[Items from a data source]
[Start of Attachment]
PR #1855, opened 2022-03-21
Add tox to test container

tkdchen:
With this patch, I can easily run various tests with a simple tox
command instead of repeating `python3 -m pytest ...', `python3 -m
pylint' and other checks. Meanwhile, the tox.ini also includes flake8
and mypy, which I used frequently before creating a pull request.

Hope this is also helpful for you.

- n/a Code coverage from testing does not decrease and new code is covered

### DIFF
--- a/.gitignore
+++ b/.gitignore
@@ -4,6 +4,7 @@ dist/
 *.egg-info/
 .eggs/
 build/
+*~
 
 # Unit test / coverage reports
 .cache
@@ -11,3 +12,4 @@ build/
 .coverage.*
 htmlcov
 __pytest_reports
+.tox/
--- a/README.md
+++ b/README.md
@@ -74,6 +74,30 @@ missing C libraries in the Dockerfile(s) as well as the test.sh script
 - [Dockerfile](Dockerfile)
 - [test.sh](test.sh)
 
+## Running tests
+
+The prerequisite of running tests is to create a test environment container by
+`test.sh`. For example:
+
+```bash
+OS=fedora OS_VERSION=35 PYTHON_VERSION=3 ACTION=test ./test.sh
+```
+
+When the container is ready and running, you have choice to test your changes
+by executing `pytest` directly:
+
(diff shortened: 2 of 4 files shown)


ben-alkov:
@tkdchen; IIUC, your 'tox.ini' will use whichever python runtime is the current default on the local system. Is this desirable? Would it be better to pin it with e.g. 

```ini
[tox]
envlist = py3.8,test,flake8,pylint,bandit,mypy
...etc
```

tkdchen:
@ben-alkov python3.8 is installed in the centos container, python3 is linked to it. Similarly, in a Fedora 35 container, python3 is the 3.10.

tkdchen:
@ben-alkov BTW, why do we need a CentOS container to run tests? IIUC, we just have to ensure a-r works with Python version >=3.8, and no need to care about which OS to run inside. Any other testing purpose I missed? Thanks.

chmeliik:
This is really nice! Is there a good place in the README where could put the usage example? It might be confusing for some folk that we don't run tox with just `tox` but with `podman exec -ti <test.sh-container> tox`

tkdchen:
If in the README, perhaps we can add a new section before Usage and call it "Running tests". Or, it looks there is another option in osbs.readthedoc.io, in the page "Contributing to OSBS". Which one is the team's preference to add such a description?

chmeliik:
> If in the README, perhaps we can add a new section before Usage and call it "Running tests". Or, it looks there is another option in osbs.readthedoc.io, in the page "Contributing to OSBS". Which one is the team's preference to add such a description?

I'd vote for the README, this is specific to atomic-reactor whereas osbs.readthedocs is about OSBS as a whole

tkdchen:
@chmeliik PTAL

chmeliik (approved):
:tada:

lkolacek (approved):
Nice! Thanks for doc update :+1:

PR #1856, opened 2022-03-22
Annotate type of Plugin workflow argument

tkdchen:
By adding this type annotation, it will make code edit tools, like IDE
or LSP backend, happy and be easy to navigate to the related
symbols.

### DIFF
--- a/atomic_reactor/plugins/pre_bump_release.py
+++ b/atomic_reactor/plugins/pre_bump_release.py
@@ -77,7 +77,7 @@ class BumpReleasePlugin(PreBuildPlugin):
         """Get next release for build."""
         if is_scratch_build(self.workflow):
             # no need to append for scratch build
-            next_release = self.workflow.user_params.get('pipeline_run_name')
+            next_release = self.workflow.user_params['pipeline_run_name']
         elif self.append:
             next_release = self.get_next_release_append(component, version, release)
         else:
--- a/atomic_reactor/plugin.py
+++ b/atomic_reactor/plugin.py
@@ -22,10 +22,13 @@ import time
 from abc import ABC, abstractmethod
 from contextlib import contextmanager
 from dataclasses import dataclass
-from typing import Any, Dict, Generator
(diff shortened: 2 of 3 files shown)


MartinBasti (approved):

atomic_reactor/inner.py
```diff
@@ -668,12 +659,22 @@ def build_process_failed(self):
...
         build docker image
         """
+        from atomic_reactor.plugin import (
+            BuildStepPluginsRunner,
+            ExitPluginsRunner,
+            PluginFailedException,
+            PostBuildPluginsRunner,
+            PreBuildPluginsRunner,
+            PrePublishPluginsRunner,
+        )
```
chmeliik, line 676: Is this the only way to get around the cyclic import? It feels strange to do it like this :(

ben-alkov (approved):

atomic_reactor/inner.py
tkdchen: PTAL

atomic_reactor/plugins/pre_bump_release.py
```diff
@@ -77,7 +77,7 @@ def next_release_general(
         """Get next release for build."""
         if is_scratch_build(self.workflow):
             # no need to append for scratch build
-            next_release = self.workflow.user_params.get('pipeline_run_name')
+            next_release = self.workflow.user_params['pipeline_run_name']
```
lkolacek, line 80: Why this change? to make it fail with `KeyError` when `pipeline_run_name` is not available?

chmeliik: IIUC: the code doesn't work if `next_release` is None, this change ensures that it's a string (or KeyError, yeah)

chmeliik (approved):
LGTM :+1:

Nice find on `typing.TYPE_CHECKING` :rocket:

hjmodi (approved):

lkolacek (approved):

PR #1858, opened 2022-03-22
update `export_operator_manifests` plugin

hjmodi:
* Get the manifests from image using `oc image extract`
* Remove orchestrator or worker paradigm

* CLOUDBLD-9056


rcerven (approved):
[End of Attachment]
## EXERCISE OBJECTIVE
Using the entries above, return each line in which the word "import" occurs.

## SOLVED PROBLEM
@@ -22,10 +22,13 @@ import time
 from abc import ABC, abstractmethod
 from contextlib import contextmanager
 from dataclasses import dataclass
-from typing import Any, Dict, Generator
+        from atomic_reactor.plugin import (
chmeliik, line 676: Is this the only way to get around the cyclic import? It feels strange to do it like this :(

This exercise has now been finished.